:: What is needed ::
Which lines in the records below include the word "matches"? Report each of them in full.

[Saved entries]
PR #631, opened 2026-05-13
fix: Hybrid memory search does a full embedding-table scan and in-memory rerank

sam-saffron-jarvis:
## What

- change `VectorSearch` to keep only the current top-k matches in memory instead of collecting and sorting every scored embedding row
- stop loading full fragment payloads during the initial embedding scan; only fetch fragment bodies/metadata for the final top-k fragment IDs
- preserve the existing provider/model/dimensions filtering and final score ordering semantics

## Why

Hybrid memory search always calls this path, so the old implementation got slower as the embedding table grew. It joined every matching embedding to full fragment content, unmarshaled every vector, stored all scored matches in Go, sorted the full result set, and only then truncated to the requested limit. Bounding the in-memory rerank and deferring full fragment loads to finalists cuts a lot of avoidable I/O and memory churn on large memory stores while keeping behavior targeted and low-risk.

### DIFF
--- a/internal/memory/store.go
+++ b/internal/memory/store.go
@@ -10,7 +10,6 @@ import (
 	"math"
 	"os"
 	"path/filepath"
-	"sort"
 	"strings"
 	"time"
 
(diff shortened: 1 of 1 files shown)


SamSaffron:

...

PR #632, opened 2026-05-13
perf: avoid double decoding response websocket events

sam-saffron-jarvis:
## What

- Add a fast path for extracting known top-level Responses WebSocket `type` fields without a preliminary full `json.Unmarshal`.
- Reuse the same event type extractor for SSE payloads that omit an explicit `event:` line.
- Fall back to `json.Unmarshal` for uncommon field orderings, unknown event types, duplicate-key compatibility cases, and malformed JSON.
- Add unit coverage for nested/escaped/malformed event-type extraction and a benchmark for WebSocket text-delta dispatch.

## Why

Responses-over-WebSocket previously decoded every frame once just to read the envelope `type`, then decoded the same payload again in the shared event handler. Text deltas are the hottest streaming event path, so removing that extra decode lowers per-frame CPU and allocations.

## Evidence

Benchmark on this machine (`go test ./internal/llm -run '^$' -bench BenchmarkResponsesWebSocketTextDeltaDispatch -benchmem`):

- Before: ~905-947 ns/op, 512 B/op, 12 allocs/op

==

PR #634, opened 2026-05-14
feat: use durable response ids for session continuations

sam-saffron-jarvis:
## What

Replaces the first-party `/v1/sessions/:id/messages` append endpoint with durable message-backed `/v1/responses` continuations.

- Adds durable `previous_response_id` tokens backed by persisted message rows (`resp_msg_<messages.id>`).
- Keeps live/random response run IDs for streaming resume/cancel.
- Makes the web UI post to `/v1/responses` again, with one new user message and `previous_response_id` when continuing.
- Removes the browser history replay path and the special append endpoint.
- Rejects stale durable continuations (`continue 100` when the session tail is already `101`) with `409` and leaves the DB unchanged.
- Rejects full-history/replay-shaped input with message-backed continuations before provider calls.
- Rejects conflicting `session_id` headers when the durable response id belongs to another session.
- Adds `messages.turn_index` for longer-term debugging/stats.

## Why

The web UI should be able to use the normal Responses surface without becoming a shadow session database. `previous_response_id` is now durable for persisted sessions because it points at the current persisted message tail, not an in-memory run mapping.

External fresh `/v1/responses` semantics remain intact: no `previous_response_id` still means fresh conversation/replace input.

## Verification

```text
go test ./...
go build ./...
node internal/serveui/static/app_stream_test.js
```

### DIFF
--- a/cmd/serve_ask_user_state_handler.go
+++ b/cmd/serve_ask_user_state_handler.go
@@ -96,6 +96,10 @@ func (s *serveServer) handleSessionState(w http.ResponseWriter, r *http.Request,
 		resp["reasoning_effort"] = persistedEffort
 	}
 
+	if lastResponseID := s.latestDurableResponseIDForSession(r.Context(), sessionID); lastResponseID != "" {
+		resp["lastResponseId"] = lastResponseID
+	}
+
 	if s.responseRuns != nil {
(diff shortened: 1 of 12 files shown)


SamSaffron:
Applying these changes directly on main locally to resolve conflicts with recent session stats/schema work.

:: Answer to the problem ::
- change `VectorSearch` to keep only the current top-k matches in memory instead of collecting and sorting every scored embedding row
Hybrid memory search always calls this path, so the old implementation got slower as the embedding table grew. It joined every matching embedding to full fragment content, unmarshaled every vector, stored all scored matches in Go, sorted the full result set, and only then truncated to the requested limit. Bounding the in-memory rerank and deferring full fragment loads to finalists cuts a lot of avoidable I/O and memory churn on large memory stores while keeping behavior targeted and low-risk.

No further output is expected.